MIP40c3-SP34: Add Data Insights Core Unit Budget (DIN-001)

MIP40c3-SP34: Add Data Insights Core Unit Budget


MIP40c3-SP#: 34
Author(s): Tomek Mierzwa (@tmierzwa)
Tags: core-unit, cu-din-001, budget
Status: Accepted
Date Applied: 2021-09-07
Date Ratified: 2021-10-25

Sentence Summary

This subproposal adds the budget for Data Insights Core Unit. It’s a regular monthly budget of 59,500.00 DAI from November 2021 plus a one-off amount of 97,500.00 DAI for provision of data support between June and October 2021, and a one-off initial amount of 10,000 DAI for incorporation and legal costs of an independent entity to house the Core Unit (more information provided below).

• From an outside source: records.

PR #354, opened 2019-06-21
Add actual Laravel/Lumen integration with a basic test (and fix Lumen)

mfn:
## Summary
I wanted to have a and very small test whether the integration into Laravel/Lumen works on the most basic level. After I found out about how [Larastan does it](https://github.com/nunomaduro/larastan/blob/master/tests/laravel-test.sh), I decided to give it a go.

Similar to static analysis which is performed for a single matrix combination (PHP 7.3, Laravel 5.8), for this entry we now perform an actual integration test for Laravel and Lumen.

Both work the same way (but need different approaches):
- Install Framework
- Install graphql-laravel from the commit under test in Travis
- configure installation
- test basic query execution works
- test GraphiQL loads

Along the way I found out that Lumen in `master` was broken due to the [recent addition of type declarations](https://github.com/rebing/graphql-laravel/pull/331), therefore some small code adaptions were also necessary.

I also learned that GraphiQL didn't work for Lumen because it calls `csfr_token()` function which isn't available to Lumen by default => a small entry into the README Lumen installation part has been added (and the integration test also performs this workaround steps).

### DIFF
--- a/tests/integration-larvavel.sh
+++ b/tests/integration-larvavel.sh
@@ -1,0 +1,56 @@
+#!/usr/bin/env bash
+
+# Inspired by https://github.com/nunomaduro/larastan/blob/669b489e10558bd45fafc2429068fd4a73843802/tests/laravel-test.sh
+#
+# Create a fresh Laravel installation, install our package in it and run some
+# basic tests to ensure everything works.
+#
+# This script is meant to be run on Travis CI
+
+echo "Prevent shallow repository error"
+git fetch --unshallow
+
+echo "Install Laravel"
+travis_retry composer create-project --quiet --prefer-dist "laravel/laravel" laravel
+cd laravel
+
+echo "Add package from source"
+sed -e 's|"type": "project",|&\n"repositories": [ { "type": "vcs", "url": "../" } ],|' -i composer.json
+travis_retry composer require --dev "rebing/graphql-laravel:dev-master#${TRAVIS_COMMIT}"
+
+echo "Publish vendor files"
+php artisan vendor:publish --provider="Rebing\GraphQL\GraphQLServiceProvider"
+
+echo "Make GraphQL ExampleQuery"
+php artisan make:graphql:query ExampleQuery
+
+echo "Add ExampleQuery to config"
+sed -e "s|// 'example_query' => ExampleQuery::class,|\\\App\\\GraphQL\\\Query\\\ExampleQuery::class,|" -i config/graphql.php
+
+echo "Start Webserver"
+php -S 127.0.0.1:8001 -t public >/dev/null 2>&1 &
+sleep 2
+
+echo "Send GraphQL HTTP request to fetch ExampleQuery"
+curl 'http://127.0.0.1:8001/graphql?query=%7BExampleQuery%7D' -sSfLv | grep 'The ExampleQuery works'
+
+if [[ $? = 0 ]]; then
+  echo "Example GraphQL query works 👍"
+else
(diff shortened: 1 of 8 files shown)


tests/integration-larvavel.sh
```diff
@@ -0,0 +1,56 @@
...
+
+# Inspired by https://github.com/nunomaduro/larastan/blob/669b489e10558bd45fafc2429068fd4a73843802/tests/laravel-test.sh
+#
+# Create a fresh Laravel installation, install our package in it and run some
+# basic tests to ensure everything works.
+#
+# This script is meant to be run on Travis CI
+
+echo "Prevent shallow repository error"
+git fetch --unshallow
```
mfn: This refers to this https://travis-ci.org/rebing/graphql-laravel/jobs/548915299#L621-L637

One has to see it to understand it, I guess. It only happened for the "PR" build, not for branch builds.

tests/integration-larvavel.sh
```diff
@@ -0,0 +1,56 @@
...
+
+echo "Make GraphQL ExampleQuery"
+php artisan make:graphql:query ExampleQuery
+
+echo "Add ExampleQuery to config"
+sed -e "s|// 'example_query' => ExampleQuery::class,|\\\App\\\GraphQL\\\Query\\\ExampleQuery::class,|" -i config/graphql.php
+
+echo "Start Webserver"
+php -S 127.0.0.1:8001 -t public >/dev/null 2>&1 &
+sleep 2
```
mfn: Not sure, could be `sleep 1`. I couldn't find a ready-available shell helper to wait until the web server is available but since startup time should be way <1s I figured let' make it simple.

tests/integration-larvavel.sh
```diff
@@ -0,0 +1,56 @@
...
+php artisan vendor:publish --provider="Rebing\GraphQL\GraphQLServiceProvider"
+
+echo "Make GraphQL ExampleQuery"
+php artisan make:graphql:query ExampleQuery
+
+echo "Add ExampleQuery to config"
+sed -e "s|// 'example_query' => ExampleQuery::class,|\\\App\\\GraphQL\\\Query\\\ExampleQuery::class,|" -i config/graphql.php
+
+echo "Start Webserver"
+php -S 127.0.0.1:8001 -t public >/dev/null 2>&1 &
```
mfn: I had some issues getting a proper output from curl afterwards so I silenced this completely. Might revisit this in the future.

tests/integration-larvavel.sh
```diff
@@ -0,0 +1,56 @@
...
+sleep 2
+
+echo "Send GraphQL HTTP request to fetch ExampleQuery"
+curl 'http://127.0.0.1:8001/graphql?query=%7BExampleQuery%7D' -sSfLv | grep 'The ExampleQuery works'
```
mfn: The flags `sSfLv` are a random internet sample to get enough output to hopefully easier understand failures.

tests/integration-larvavel.sh
```diff
@@ -0,0 +1,56 @@
...
+
+if [[ $? = 0 ]]; then
+  echo "Example GraphQL query works 👍"
+else
+  echo "Example GraphQL query DID NOT work 👎"
+  curl 'http://127.0.0.1:8001/graphql?query=%7BExampleQuery%7D' -sSfLv
```
mfn: Simple send it again, this time without `grep` so the full output is "visible" in the build logs.

Same for the `cat storage/logs/*` below.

We are proposing this budget for the Data Insights Core Unit to be able to succeed in its mandate to provide a free and permissionless datasets with contextualized and enriched MCD Protocol data and continuously support and empower other members of the DAO and Community in the field of data analytics and data science.

Core Unit ID



The following diagram shows the proposed roadmap for Data Insights Core Unit for the next 6 months. This roadmap will be reviewed monthly and the backlog will be kept public.

Budget considerations

This budget secures:

  • a dedicated team of:
    • CU Facilitator and Product Manager (25%)
    • Two Data Engineers (2 x 100%)
    • One Front-End Designer and Developer (50%)
  • source data:
    • fixed cost of source on-chain and off-chain data purchased from Token Flow Insights SA
    • it covers all data sourcing and preprocessing costs (blockchain nodes, external APIs subscriptions, decoding, integration, quality assurance, etc.)
  • data storage and processing infrastructure (estimated and reviewed quarterly):
    • AWS infrastructure (including but not limited to: EC2, S3, ECS, SES)
    • Snowflake database subscription (including Reader Accounts)
  • operational costs
    • finance, accounting, legal and admin costs required to operate the CU

The distribution of budget across these components is shown below:

Cost component Amount
Team costs DAI 31,500.00
- CU Facilitator & Product Manager (25%) DAI 3,500.00
- Two Data Engineers (2 x 100%) DAI 24,000.00
- One Front-End Designer & Developer (50%) DAI 4,000.00
Data costs DAI 17,500.00
- Decoded source data costs DAI 17,500.00
Infrastructure costs DAI 5,000.00
- AWS infrastructure DAI 2,000.00
- Snowflake subscription DAI 3,000.00
Other costs (outsourced) DAI 5,500.00
- Finance, accounting DAI 3,500.00
- Legal, admin DAI 2,000.00

The total budget asked for the first 6 months from 1 November 2021 is DAI 59,500.00 per month.
The activities and scope of the Core Unit will be revisited during Q1 2022 to see whether it should be expanded again to meet wider Core Unit (and other stakeholder) needs.

Interim budget

Since leaving the Foundation at the end of May 2021 the Token Flow Insights team has continued to maintain and update existing datasets (e.g. vaults history, governance actions history, liquidations history, pricing history), GUIs and APIs (e.g. MCDState.info, MCDGov.info) that are being used by other Core Units (e.g. Risk CU, GovAlpha CU). We have also updated EthTx to support Goerli at the request of Protocol Engineering.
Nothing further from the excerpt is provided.